PR #143, opened 2023-10-26

Zildj1an:


00xc (commented):
Maybe the tests for each of the submodules should be in a separate commit?

Zildj1an:
> Maybe the tests for each of the submodules should be in a separate commit?

You got it @00xc, done :)

src/mm/address_space.rs
```diff
@@ -157,5 +157,68 @@ pub const SVSM_PERTASK_BASE: VirtAddr = virt_from_idx(PGTABLE_LVL3_IDX_PERTASK);
...
+
+    #[test]
+    #[cfg(not(target_os = "none"))]
+    fn test_phys_to_virt() {
+        let paddr = PhysAddr::new(0x4500);
+        let vaddr = phys_to_virt(paddr);
+
+        assert_eq!(vaddr, VirtAddr::new(0x4500));
+    }
+}
```
00xc, line 224: I think this will be problematic when running tests inside the SVSM. If a test runs before `test_init_kernel_mapping_info()`, it will access an uninitialized `KERNEL_MAPPING` (via `phys_to_virt()` or `virt_to_phys()`), leading to undefined behavior.

This does not happen when running tests regularly because `virt_to_phys()` and `phys_to_virt()` do not access `KERNEL_MAPPING` when `#[cfg(not(target_os = "none"))]` evaluates to true.

00xc: Actually I'm wrong but it's still not OK. Running tests inside the SVSM will initialize `KERNEL_MAPPING` (`svsm_start() -> mapping_info_init() -> init_kernel_mapping_info()`). With debug assertions enabled, this will panic in `KERNEL_MAPPING.init()` due to double initialization. With debug assertions disabled my guess is this will corrupt memory or panic in `virt_to_phys()` / `phys_to_virt()` at some point.

joergroedel: This needs to be sorted out before it can be merged.

Zildj1an: Fixing in a new PR

Zildj1an:
Closing, look at https://github.com/coconut-svsm/svsm/pull/170

PR #824, opened 2025-09-26
igvmbuilder/ovmf: Add IGVM Memory Map metadata type

peterfang:
The IGVM Memory Map metadata type describes the starting address and the length of the memory region that holds the guest's IGVM memory map. SVSM is expected to provide the guest with this information before the guest launches. The guest's OVMF is expected to use this memory map, if it exists, as the source of its system memory map.

This allows SVSM to convey the guest's memory map through IGVM using both OVMF and IGVM firmware.

Also, introduce per-platform memory map in `IgvmParamBlockFwInfo` to support multi-platform IGVM files. This info is filled in by igvmbuilder as it parses the firmware. During SVSM runtime, the guest's IGVM memory map location is retrieved from `IgvmParamBlockFwInfo` based on the underlying platform.


kraxel:
Where are the corresponsing edk2 changes?

IMHO it does not make sense to add the igvm memory map to SEV metadata.  SEV and IGVM are independent from each other.

FYI: I have a edk2 PR pending which adds igvm parameter support (memory map and vcpu count) to ovmf:
https://github.com/tianocore/edk2/pull/11487
That uses a separate table (format is identical to the sev table though) for igvm support.

kraxel:
My PR was just merged into master.

I'm wondering whenever the coconut edk2 fork should be archived to avoid confusion?
I think there is little reason to /not/ work against upstream tianocore repo, or do we have important svsm changes which are not merged upstream?
@stefano-garzarella

kraxel:
Hmm, that coconut assumtion does not match the igvm spec.  parameter areas are page sized and page aligned, but one parameter area are can carry multiple parameters which do not have any aligment/size constrains.  And in fact ovmf actually supports two parameters in the parameter page: the memory map and the vcpu count.

I think coconut should be more flexible here and accept what the igvm spec allows.

peterfang:
> I think coconut should be more flexible here and accept what the igvm spec allows.

Makes sense - I'll resolve this in COCONUT rather than edk2. Thanks.

kernel/src/igvm_params.rs
```diff
@@ -199,47 +196,73 @@ impl IgvmParams<'_> {
...
-        if self.page_state_change_required() {
-            SVSM_PLATFORM.page_state_change(
-                mem_map_region,
-                PageSize::Regular,
-                PageStateChangeOp::Private,
-            )?;
-        }
+        let preval_count = self.igvm_param_block.firmware.prevalidated_count as usize;
+        if !self
+            .igvm_param_block
```
msft-jlange: The determination of whether the memory map needs to be validated is based on the construction of the firmware, i.e. it is known at the time the IGVM file is built.  Can we do this scan in the IGVM builder and simply encode the bool in the firmware parameters instead of having to do this work at runtime?

peterfang: This makes sense. I'll add a bool to `struct IgvmParamBlockFwInfo` so we don't have to do this at runtime.

msft-jlange (approved):

PR #826, opened 2025-09-29
mm: Allow RO regions to start on HugePage boundary

osteffenrh:
Remove an assert that forbids memory regions starting on a HugePage
boundary to be marked as read-only.

This restriction does not make sense and also does not match the comment
above it.

I am hitting this assert because, as it seems, the svsm binary size is reaching a critical size for me.

Adding one line of code (`log::info!()`) causes this:
```
[SVSM] CPU 2 is online
[SVSM] Launching AP 3 with APIC-ID 3
[SVSM] CPU 3 is online
[SVSM] ERROR: Panic on CPU[0]! COCONUT-SVSM Version: 2025.09-devel-14-ga6045d82+
[SVSM] ERROR: Info: panicked at kernel/src/mm/pagetable.rs:1246:9:
assertion failed: !region.start().is_aligned(usize::from(PageSize::Huge))
[SVSM] ---BACKTRACE---:
[SVSM]   [ffffff80000725be]
[SVSM]   [ffffff80000902cb]
[SVSM]   [ffffff8000090448]
[SVSM]   [ffffff800003ea5e]
[SVSM]   [ffffff8000060520]
[SVSM] ---END---
```
Taking away another call somewhere makes it work again.

`region.start()` = 0xffffff80003ff000 works, this one (1 page larger) not: 0xffffff8000400000

### DIFF
--- a/kernel/src/mm/pagetable.rs
+++ b/kernel/src/mm/pagetable.rs
@@ -1241,10 +1241,6 @@ impl PageTable {
         &mut self,
         region: MemoryRegion<VirtAddr>,
     ) -> Result<(), SvsmError> {
-        // Since 4k alignment is explicitly mentioned in the safety requirements,
-        // let's use a debug assert here.
-        debug_assert!(!region.start().is_aligned(usize::from(PageSize::Huge)));
-
         for page in region.iter_pages(PageSize::Regular) {
             match self.walk_addr(page) {
                 Mapping::Level0(entry) => {


p4zuu:
> @p4zuu, can this be removed, or what is the intention behind it?

The idea was to catch the cases where the `ro_after_init` section was mapped as a huge page. Since this was expected to be technically possible but unwanted and rare, we decided that a `debug_assert` would be sufficient. The code that makes the memory region read-only relies on page table walk that depends on the the page size, and since we only wanted to support this for 4k pages, we added a few checks to break before going over a page table walk with the wrong page size.

> region.start() = 0xffffff80003ff000 works, this one (1 page larger) not: 0xffffff8000400000

This is actually strange, and not the behavior we want. There is maybe a bug somewhere

osteffenrh:
> @osteffenrh You mean the debug_assert fails if the page is 2M aligned, is that correct?

Yes.

stefano-garzarella:
> > @p4zuu I found the assertion (and the comment) difficult to understand TBH. How can we prevent a 4k page (aligned to 4k) from also being aligned to 2M by chance?
> 
> There were many discussions about this in the original PR: [#655 (comment)](https://github.com/coconut-svsm/svsm/pull/655#discussion_r2099826657) The TLDR version is: we'll cross that bridge when we come to it (huge page boundary). I guess that means now :)

@p4zuu yeah, exactly, Thanks for clarifying it :-)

▸ ASSIGNMENT
Extract each line of the listing above, copying it word for word.

▸ SOLUTION
PR #143, opened 2023-10-26

Zildj1an:


00xc (commented):
Maybe the tests for each of the submodules should be in a separate commit?

Zildj1an:
> Maybe the tests for each of the submodules should be in a separate commit?

You got it @00xc, done :)

src/mm/address_space.rs
```diff
@@ -157,5 +157,68 @@ pub const SVSM_PERTASK_BASE: VirtAddr = virt_from_idx(PGTABLE_LVL3_IDX_PERTASK);
...
+
+    #[test]
+    #[cfg(not(target_os = "none"))]
+    fn test_phys_to_virt() {
+        let paddr = PhysAddr::new(0x4500);
+        let vaddr = phys_to_virt(paddr);
+
+        assert_eq!(vaddr, VirtAddr::new(0x4500));
+    }
+}
```
00xc, line 224: I think this will be problematic when running tests inside the SVSM. If a test runs before `test_init_kernel_mapping_info()`, it will access an uninitialized `KERNEL_MAPPING` (via `phys_to_virt()` or `virt_to_phys()`), leading to undefined behavior.

This does not happen when running tests regularly because `virt_to_phys()` and `phys_to_virt()` do not access `KERNEL_MAPPING` when `#[cfg(not(target_os = "none"))]` evaluates to true.

00xc: Actually I'm wrong but it's still not OK. Running tests inside the SVSM will initialize `KERNEL_MAPPING` (`svsm_start() -> mapping_info_init() -> init_kernel_mapping_info()`). With debug assertions enabled, this will panic in `KERNEL_MAPPING.init()` due to double initialization. With debug assertions disabled my guess is this will corrupt memory or panic in `virt_to_phys()` / `phys_to_virt()` at some point.

joergroedel: This needs to be sorted out before it can be merged.

Zildj1an: Fixing in a new PR

Zildj1an:
Closing, look at https://github.com/coconut-svsm/svsm/pull/170

PR #824, opened 2025-09-26
igvmbuilder/ovmf: Add IGVM Memory Map metadata type

peterfang:
The IGVM Memory Map metadata type describes the starting address and the length of the memory region that holds the guest's IGVM memory map. SVSM is expected to provide the guest with this information before the guest launches. The guest's OVMF is expected to use this memory map, if it exists, as the source of its system memory map.

This allows SVSM to convey the guest's memory map through IGVM using both OVMF and IGVM firmware.

Also, introduce per-platform memory map in `IgvmParamBlockFwInfo` to support multi-platform IGVM files. This info is filled in by igvmbuilder as it parses the firmware. During SVSM runtime, the guest's IGVM memory map location is retrieved from `IgvmParamBlockFwInfo` based on the underlying platform.


kraxel:
Where are the corresponsing edk2 changes?

IMHO it does not make sense to add the igvm memory map to SEV metadata.  SEV and IGVM are independent from each other.

FYI: I have a edk2 PR pending which adds igvm parameter support (memory map and vcpu count) to ovmf:
https://github.com/tianocore/edk2/pull/11487
That uses a separate table (format is identical to the sev table though) for igvm support.

kraxel:
My PR was just merged into master.

I'm wondering whenever the coconut edk2 fork should be archived to avoid confusion?
I think there is little reason to /not/ work against upstream tianocore repo, or do we have important svsm changes which are not merged upstream?
@stefano-garzarella

kraxel:
Hmm, that coconut assumtion does not match the igvm spec.  parameter areas are page sized and page aligned, but one parameter area are can carry multiple parameters which do not have any aligment/size constrains.  And in fact ovmf actually supports two parameters in the parameter page: the memory map and the vcpu count.

I think coconut should be more flexible here and accept what the igvm spec allows.

peterfang:
> I think coconut should be more flexible here and accept what the igvm spec allows.

Makes sense - I'll resolve this in COCONUT rather than edk2. Thanks.

kernel/src/igvm_params.rs
```diff
@@ -199,47 +196,73 @@ impl IgvmParams<'_> {
...
-        if self.page_state_change_required() {
-            SVSM_PLATFORM.page_state_change(
-                mem_map_region,
-                PageSize::Regular,
-                PageStateChangeOp::Private,
-            )?;
-        }
+        let preval_count = self.igvm_param_block.firmware.prevalidated_count as usize;
+        if !self
+            .igvm_param_block
```
msft-jlange: The determination of whether the memory map needs to be validated is based on the construction of the firmware, i.e. it is known at the time the IGVM file is built.  Can we do this scan in the IGVM builder and simply encode the bool in the firmware parameters instead of having to do this work at runtime?

peterfang: This makes sense. I'll add a bool to `struct IgvmParamBlockFwInfo` so we don't have to do this at runtime.

msft-jlange (approved):

PR #826, opened 2025-09-29
mm: Allow RO regions to start on HugePage boundary

osteffenrh:
Remove an assert that forbids memory regions starting on a HugePage
boundary to be marked as read-only.

This restriction does not make sense and also does not match the comment
above it.

I am hitting this assert because, as it seems, the svsm binary size is reaching a critical size for me.

Adding one line of code (`log::info!()`) causes this:
```
[SVSM] CPU 2 is online
[SVSM] Launching AP 3 with APIC-ID 3
[SVSM] CPU 3 is online
[SVSM] ERROR: Panic on CPU[0]! COCONUT-SVSM Version: 2025.09-devel-14-ga6045d82+
[SVSM] ERROR: Info: panicked at kernel/src/mm/pagetable.rs:1246:9:
assertion failed: !region.start().is_aligned(usize::from(PageSize::Huge))
[SVSM] ---BACKTRACE---:
[SVSM]   [ffffff80000725be]
[SVSM]   [ffffff80000902cb]
[SVSM]   [ffffff8000090448]
[SVSM]   [ffffff800003ea5e]
[SVSM]   [ffffff8000060520]
[SVSM] ---END---
```
Taking away another call somewhere makes it work again.

`region.start()` = 0xffffff80003ff000 works, this one (1 page larger) not: 0xffffff8000400000

### DIFF
--- a/kernel/src/mm/pagetable.rs
+++ b/kernel/src/mm/pagetable.rs
@@ -1241,10 +1241,6 @@ impl PageTable {
         &mut self,
         region: MemoryRegion<VirtAddr>,
     ) -> Result<(), SvsmError> {
-        // Since 4k alignment is explicitly mentioned in the safety requirements,
-        // let's use a debug assert here.
-        debug_assert!(!region.start().is_aligned(usize::from(PageSize::Huge)));
-
         for page in region.iter_pages(PageSize::Regular) {
             match self.walk_addr(page) {
                 Mapping::Level0(entry) => {


p4zuu:
> @p4zuu, can this be removed, or what is the intention behind it?

The idea was to catch the cases where the `ro_after_init` section was mapped as a huge page. Since this was expected to be technically possible but unwanted and rare, we decided that a `debug_assert` would be sufficient. The code that makes the memory region read-only relies on page table walk that depends on the the page size, and since we only wanted to support this for 4k pages, we added a few checks to break before going over a page table walk with the wrong page size.

> region.start() = 0xffffff80003ff000 works, this one (1 page larger) not: 0xffffff8000400000

This is actually strange, and not the behavior we want. There is maybe a bug somewhere

osteffenrh:
> @osteffenrh You mean the debug_assert fails if the page is 2M aligned, is that correct?

Yes.

stefano-garzarella:
> > @p4zuu I found the assertion (and the comment) difficult to understand TBH. How can we prevent a 4k page (aligned to 4k) from also being aligned to 2M by chance?
> 
> There were many discussions about this in the original PR: [#655 (comment)](https://github.com/coconut-svsm/svsm/pull/655#discussion_r2099826657) The TLDR version is: we'll cross that bridge when we come to it (huge page boundary). I guess that means now :)

@p4zuu yeah, exactly, Thanks for clarifying it :-)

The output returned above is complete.